▶ _Brief_
All the data should be printed again exactly as written.

(Collected data)
--*--

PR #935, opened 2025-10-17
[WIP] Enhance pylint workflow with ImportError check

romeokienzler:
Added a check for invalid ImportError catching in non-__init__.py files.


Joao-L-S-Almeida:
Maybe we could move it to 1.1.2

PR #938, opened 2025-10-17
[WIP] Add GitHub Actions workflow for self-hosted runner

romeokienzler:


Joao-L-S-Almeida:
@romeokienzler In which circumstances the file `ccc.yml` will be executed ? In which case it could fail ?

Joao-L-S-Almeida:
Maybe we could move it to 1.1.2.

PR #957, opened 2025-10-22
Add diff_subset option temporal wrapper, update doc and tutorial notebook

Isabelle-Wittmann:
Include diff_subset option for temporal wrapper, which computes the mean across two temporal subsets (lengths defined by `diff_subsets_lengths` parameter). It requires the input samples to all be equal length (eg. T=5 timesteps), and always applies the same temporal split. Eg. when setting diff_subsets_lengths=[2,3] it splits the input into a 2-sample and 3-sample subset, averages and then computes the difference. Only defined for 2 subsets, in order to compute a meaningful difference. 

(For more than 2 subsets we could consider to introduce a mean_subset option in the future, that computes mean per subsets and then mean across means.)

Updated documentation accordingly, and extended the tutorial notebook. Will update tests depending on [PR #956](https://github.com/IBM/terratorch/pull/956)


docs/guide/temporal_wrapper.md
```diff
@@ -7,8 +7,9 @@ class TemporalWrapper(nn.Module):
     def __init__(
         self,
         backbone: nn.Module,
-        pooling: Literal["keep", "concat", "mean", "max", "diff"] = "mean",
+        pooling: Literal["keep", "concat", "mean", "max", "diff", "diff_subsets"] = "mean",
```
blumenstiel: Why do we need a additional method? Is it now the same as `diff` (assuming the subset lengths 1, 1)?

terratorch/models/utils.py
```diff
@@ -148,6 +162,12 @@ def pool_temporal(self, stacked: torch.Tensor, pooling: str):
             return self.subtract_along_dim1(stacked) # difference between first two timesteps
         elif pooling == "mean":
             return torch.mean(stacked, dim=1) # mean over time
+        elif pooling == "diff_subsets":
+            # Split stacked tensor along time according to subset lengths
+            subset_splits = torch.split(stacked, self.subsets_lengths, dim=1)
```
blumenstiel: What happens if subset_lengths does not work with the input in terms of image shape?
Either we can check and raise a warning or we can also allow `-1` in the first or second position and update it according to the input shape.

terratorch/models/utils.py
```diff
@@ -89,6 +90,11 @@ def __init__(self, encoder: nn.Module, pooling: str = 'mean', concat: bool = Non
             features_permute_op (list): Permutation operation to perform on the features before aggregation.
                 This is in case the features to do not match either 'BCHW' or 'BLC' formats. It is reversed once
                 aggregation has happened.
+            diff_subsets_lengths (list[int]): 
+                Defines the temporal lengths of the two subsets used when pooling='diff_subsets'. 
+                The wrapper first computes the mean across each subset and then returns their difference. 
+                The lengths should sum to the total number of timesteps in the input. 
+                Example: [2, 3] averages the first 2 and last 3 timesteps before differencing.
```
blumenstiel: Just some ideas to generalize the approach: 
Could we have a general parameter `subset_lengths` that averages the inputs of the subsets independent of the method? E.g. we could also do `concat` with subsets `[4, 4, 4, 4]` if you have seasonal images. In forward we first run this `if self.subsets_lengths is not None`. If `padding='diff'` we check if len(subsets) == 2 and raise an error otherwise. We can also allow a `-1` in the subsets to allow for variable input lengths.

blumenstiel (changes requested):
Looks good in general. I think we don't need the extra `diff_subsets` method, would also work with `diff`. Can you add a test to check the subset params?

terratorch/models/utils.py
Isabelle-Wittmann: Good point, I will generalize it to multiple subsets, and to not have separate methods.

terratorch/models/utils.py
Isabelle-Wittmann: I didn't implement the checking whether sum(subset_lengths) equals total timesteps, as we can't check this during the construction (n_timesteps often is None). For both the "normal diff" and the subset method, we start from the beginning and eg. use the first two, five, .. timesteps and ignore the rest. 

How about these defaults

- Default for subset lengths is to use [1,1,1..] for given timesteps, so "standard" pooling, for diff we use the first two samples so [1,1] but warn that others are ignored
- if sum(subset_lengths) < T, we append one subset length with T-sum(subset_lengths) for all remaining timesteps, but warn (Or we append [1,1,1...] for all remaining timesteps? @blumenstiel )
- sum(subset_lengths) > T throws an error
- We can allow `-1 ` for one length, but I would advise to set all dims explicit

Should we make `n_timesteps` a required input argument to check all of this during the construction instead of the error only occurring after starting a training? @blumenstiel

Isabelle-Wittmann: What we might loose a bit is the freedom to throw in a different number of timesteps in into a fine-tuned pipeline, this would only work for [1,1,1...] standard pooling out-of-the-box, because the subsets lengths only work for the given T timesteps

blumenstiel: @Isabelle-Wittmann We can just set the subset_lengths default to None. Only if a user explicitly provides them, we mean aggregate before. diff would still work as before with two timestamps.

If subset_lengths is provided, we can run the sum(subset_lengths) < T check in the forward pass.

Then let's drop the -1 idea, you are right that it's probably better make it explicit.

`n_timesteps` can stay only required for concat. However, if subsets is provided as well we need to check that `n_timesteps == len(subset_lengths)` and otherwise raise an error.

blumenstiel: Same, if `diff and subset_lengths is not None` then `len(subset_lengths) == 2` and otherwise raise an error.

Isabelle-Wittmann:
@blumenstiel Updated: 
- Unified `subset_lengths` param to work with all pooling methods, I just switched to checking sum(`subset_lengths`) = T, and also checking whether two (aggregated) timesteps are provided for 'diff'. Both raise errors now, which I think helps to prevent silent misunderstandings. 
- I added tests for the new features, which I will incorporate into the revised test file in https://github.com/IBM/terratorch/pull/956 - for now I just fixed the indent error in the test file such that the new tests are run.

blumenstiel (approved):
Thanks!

--*--

▶ _Response_
PR #935, opened 2025-10-17
[WIP] Enhance pylint workflow with ImportError check

romeokienzler:
Added a check for invalid ImportError catching in non-__init__.py files.


Joao-L-S-Almeida:
Maybe we could move it to 1.1.2

PR #938, opened 2025-10-17
[WIP] Add GitHub Actions workflow for self-hosted runner

romeokienzler:


Joao-L-S-Almeida:
@romeokienzler In which circumstances the file `ccc.yml` will be executed ? In which case it could fail ?

Joao-L-S-Almeida:
Maybe we could move it to 1.1.2.

PR #957, opened 2025-10-22
Add diff_subset option temporal wrapper, update doc and tutorial notebook

Isabelle-Wittmann:
Include diff_subset option for temporal wrapper, which computes the mean across two temporal subsets (lengths defined by `diff_subsets_lengths` parameter). It requires the input samples to all be equal length (eg. T=5 timesteps), and always applies the same temporal split. Eg. when setting diff_subsets_lengths=[2,3] it splits the input into a 2-sample and 3-sample subset, averages and then computes the difference. Only defined for 2 subsets, in order to compute a meaningful difference. 

(For more than 2 subsets we could consider to introduce a mean_subset option in the future, that computes mean per subsets and then mean across means.)

Updated documentation accordingly, and extended the tutorial notebook. Will update tests depending on [PR #956](https://github.com/IBM/terratorch/pull/956)


docs/guide/temporal_wrapper.md
```diff
@@ -7,8 +7,9 @@ class TemporalWrapper(nn.Module):
     def __init__(
         self,
         backbone: nn.Module,
-        pooling: Literal["keep", "concat", "mean", "max", "diff"] = "mean",
+        pooling: Literal["keep", "concat", "mean", "max", "diff", "diff_subsets"] = "mean",
```
blumenstiel: Why do we need a additional method? Is it now the same as `diff` (assuming the subset lengths 1, 1)?

terratorch/models/utils.py
```diff
@@ -148,6 +162,12 @@ def pool_temporal(self, stacked: torch.Tensor, pooling: str):
             return self.subtract_along_dim1(stacked) # difference between first two timesteps
         elif pooling == "mean":
             return torch.mean(stacked, dim=1) # mean over time
+        elif pooling == "diff_subsets":
+            # Split stacked tensor along time according to subset lengths
+            subset_splits = torch.split(stacked, self.subsets_lengths, dim=1)
```
blumenstiel: What happens if subset_lengths does not work with the input in terms of image shape?
Either we can check and raise a warning or we can also allow `-1` in the first or second position and update it according to the input shape.

terratorch/models/utils.py
```diff
@@ -89,6 +90,11 @@ def __init__(self, encoder: nn.Module, pooling: str = 'mean', concat: bool = Non
             features_permute_op (list): Permutation operation to perform on the features before aggregation.
                 This is in case the features to do not match either 'BCHW' or 'BLC' formats. It is reversed once
                 aggregation has happened.
+            diff_subsets_lengths (list[int]): 
+                Defines the temporal lengths of the two subsets used when pooling='diff_subsets'. 
+                The wrapper first computes the mean across each subset and then returns their difference. 
+                The lengths should sum to the total number of timesteps in the input. 
+                Example: [2, 3] averages the first 2 and last 3 timesteps before differencing.
```
blumenstiel: Just some ideas to generalize the approach: 
Could we have a general parameter `subset_lengths` that averages the inputs of the subsets independent of the method? E.g. we could also do `concat` with subsets `[4, 4, 4, 4]` if you have seasonal images. In forward we first run this `if self.subsets_lengths is not None`. If `padding='diff'` we check if len(subsets) == 2 and raise an error otherwise. We can also allow a `-1` in the subsets to allow for variable input lengths.

blumenstiel (changes requested):
Looks good in general. I think we don't need the extra `diff_subsets` method, would also work with `diff`. Can you add a test to check the subset params?

terratorch/models/utils.py
Isabelle-Wittmann: Good point, I will generalize it to multiple subsets, and to not have separate methods.

terratorch/models/utils.py
Isabelle-Wittmann: I didn't implement the checking whether sum(subset_lengths) equals total timesteps, as we can't check this during the construction (n_timesteps often is None). For both the "normal diff" and the subset method, we start from the beginning and eg. use the first two, five, .. timesteps and ignore the rest. 

How about these defaults

- Default for subset lengths is to use [1,1,1..] for given timesteps, so "standard" pooling, for diff we use the first two samples so [1,1] but warn that others are ignored
- if sum(subset_lengths) < T, we append one subset length with T-sum(subset_lengths) for all remaining timesteps, but warn (Or we append [1,1,1...] for all remaining timesteps? @blumenstiel )
- sum(subset_lengths) > T throws an error
- We can allow `-1 ` for one length, but I would advise to set all dims explicit

Should we make `n_timesteps` a required input argument to check all of this during the construction instead of the error only occurring after starting a training? @blumenstiel

Isabelle-Wittmann: What we might loose a bit is the freedom to throw in a different number of timesteps in into a fine-tuned pipeline, this would only work for [1,1,1...] standard pooling out-of-the-box, because the subsets lengths only work for the given T timesteps

blumenstiel: @Isabelle-Wittmann We can just set the subset_lengths default to None. Only if a user explicitly provides them, we mean aggregate before. diff would still work as before with two timestamps.

If subset_lengths is provided, we can run the sum(subset_lengths) < T check in the forward pass.

Then let's drop the -1 idea, you are right that it's probably better make it explicit.

`n_timesteps` can stay only required for concat. However, if subsets is provided as well we need to check that `n_timesteps == len(subset_lengths)` and otherwise raise an error.

blumenstiel: Same, if `diff and subset_lengths is not None` then `len(subset_lengths) == 2` and otherwise raise an error.

Isabelle-Wittmann:
@blumenstiel Updated: 
- Unified `subset_lengths` param to work with all pooling methods, I just switched to checking sum(`subset_lengths`) = T, and also checking whether two (aggregated) timesteps are provided for 'diff'. Both raise errors now, which I think helps to prevent silent misunderstandings. 
- I added tests for the new features, which I will incorporate into the revised test file in https://github.com/IBM/terratorch/pull/956 - for now I just fixed the indent error in the test file such that the new tests are run.

blumenstiel (approved):
Thanks!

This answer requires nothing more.